Note: Since the set of generated programs is infinite, this is one of the few cases where you can proof P(x) for a infinite set of programs (actually you can proof P(x,input,output) for this set). This shows that the set being infinite is only a necessary, not a sufficient condition for this type of paradoxes to appear.
Your question is ambiguously phrased.
How would you specify "what a program should do"?
Any precise, complete, and machine-readable specification of a program's functionality is already a program.
Thus, the answer to your question is, a compiler.
Now, you're asking how to find a function based on a sample of its input and output.
That is a question about statistical analysis that I cannot answer.
Sounds like you want to generate a state machine that learns by being given an input sequence and then updates itself to produce the appropriate output sequence. Assuming your output sequences are always the same for the same input sequence it should be simple enough to write. If your output is not deterministic, such as changing the output depending on the time of day, then you cannot automatically generate a state machine.
Depends on what you mean by "one to one mapping". (And also, I suppose, "input" and "output".)
My guess is that you're asking whether, given an example of inputs and outputs for a given arbitrary program, can one devise an algorithm to write an equivalent program?
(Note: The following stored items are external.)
PR #10558, opened 2024-12-20
MdeModulePkg|UsbBusDxe: support USB Interface Association

olegilyasov:
# Description
USB Interface Association is a group of UsbIo that implement a USB function. UEFI device driver manages multiple UsbIo instances. Examples of such devices are: USB camera, USB serial, USB network, etc.

Current approach for supporting these devices is to respond on UsbIo installation and analyze if the current UsbIo belongs to the USB association. This algorithm is based on assumptions that may not be correct for different device configurations. Having USB association protocol that reports its associates (UsbIo) simplifies the USB device driver.

For the USB configurations that implement USB association the UsbDxeBus driver:
- creates USB association device
- installs device path
- installs USB association IO protocol

- [ ] Breaking change?
- [ ] Impacts security?
- [ ] Includes tests?

## How This Was Tested

## Integration Instructions

### DIFF
--- a/MdeModulePkg/Bus/Usb/UsbBusDxe/UsbBus.h
+++ b/MdeModulePkg/Bus/Usb/UsbBusDxe/UsbBus.h
@@ -3,6 +3,7 @@
     Usb Bus Driver Binding and Bus IO Protocol.
 
 Copyright (c) 2004 - 2018, Intel Corporation. All rights reserved.<BR>
+Copyright (c) 2025, American Megatrends International, LLC. All rights reserved.<BR>
 SPDX-License-Identifier: BSD-2-Clause-Patent
 
 **/
@@ -15,6 +16,7 @@ SPDX-License-Identifier: BSD-2-Clause-Patent
 #include <Protocol/Usb2HostController.h>
 #include <Protocol/UsbHostController.h>
 #include <Protocol/UsbIo.h>
+#include <Protocol/UsbAssociationIo.h>
 #include <Protocol/DevicePath.h>
 
 #include <Library/BaseLib.h>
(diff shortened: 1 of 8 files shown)


MdeModulePkg/Bus/Usb/UsbBusDxe/UsbBus.h
```diff
@@ -752,6 +779,7 @@ UsbBusControllerDriverStop (
   );
 
 extern EFI_USB_IO_PROTOCOL           mUsbIoProtocol;
+extern EDKII_USB_IA_PROTOCOL         mUsbIaProtocol;
```
mdkinney, line 782: Expand "IA" to full words.

MdeModulePkg/Include/Protocol/UsbAssociationIo.h
```diff
@@ -0,0 +1,81 @@
...
+  Get the USB Interface Association Descriptor from the current USB configuration.
+
+  @param[in]  This              A pointer to the EFI_USB_IA_PROTOCOL instance.
+  @param[out]  Descriptor       A pointer to the caller allocated USB Interface Association Descriptor.
+
+  @retval EFI_SUCCESS           The descriptor was retrieved successfully.
+  @retval EFI_INVALID_PARAMETER Descriptor is NULL.
+
+**/
+typedef
```
mdkinney, line 41: Can these be library services instead of a new protocol?  If it is a new protocol, then USB Device Drivers will depends on EDK II specific protocols instead of just UEFI Protocols.

olegilyasov: In this PR we create USB Association handle and install DP and Association protocols on it. This handle is essential If USB Device Driver follows UEFI driver model, it can not be implemented using the library.
If this EDKII protocol is successful, it can be adopted by UEFI specification.
USB Association is a part of USB specification and this PR is an attempt to implement its functionality.
If there is any other way of advertising the new protocol, please advise.

mdkinney: If the intent is to add to UEFI Spec, then there is a process for that and the doc and code updates would be done in edk2-staging repo.

https://github.com/tianocore/tianocore.github.io/wiki/EDK-II-Code-First-Process

olegilyasov: Thank you, will move it to edk2-staging. The document above talks about creating a bugzilla issue, I understand bugzilla function has been replaced with github issue. Should the issue be created in edk2 repo or edk2-staging repo?

mdkinney: good question.  Please create in edk2 repo because that is the location the feature will be added once it is available in published spec.

olegilyasov: https://edk2.groups.io/g/devel/topic/staging_usb_iad/110414302 has a patch to create a edk2-staging/usb_iad branch.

If so, the answer is no. Eg, you could have a program with the inputs/outputs of 1/1, 2/2, 3/3, 4/4, and yet, if the next input value was 5, the output would be 3782. There's no way to know, from a given set of results, what the next result might be.
The question is underspecified since you did not say how the input and output are presented. For finite lists, the answer is "yes", as in this Python code:
def f(input,output):
print "def g():"
print " x = {" + ",".join(repr(x) + ":" + repr(y) for x,y in zip(input,output)) + "}"
print " print x[raw_input()]"
>>> f(['2','3','4'],['a','b','x'])
def g():
x = {'2':'a','3':'b','4':'x'}
print x[raw_input()]
>>> def g():
... x = {'2':'a','3':'b','4':'x'}
... print x[raw_input()]
...
>>> g()
3
b
for infinite sets how are you going to present them? If you show only a small sample of input this does not specify the whole algorithm. Guessing the best fit is undecidable. If you have a "magic blackbox" then there are continuum many mappings but only a countable number of programs, so it's impossible.
I think I agree with SLaks, but taking things from a different angle, what does a compiler do?
(EDIT: I see SLaks edited his original answer, which was essentially 'you're describing the identity function').
It takes a program in one source language that describes the intended behaviour of a program, and "writes" another program in a target language that exhibits that behaviour.
We could also think of this in terms of things like process refinement --- given an abstract specification, we can construct a refinement mapping to some "more concrete" (read: less non-deterministic, usually) implementation.
But based on your question, it's really very difficult to tell which of these you meant, if any.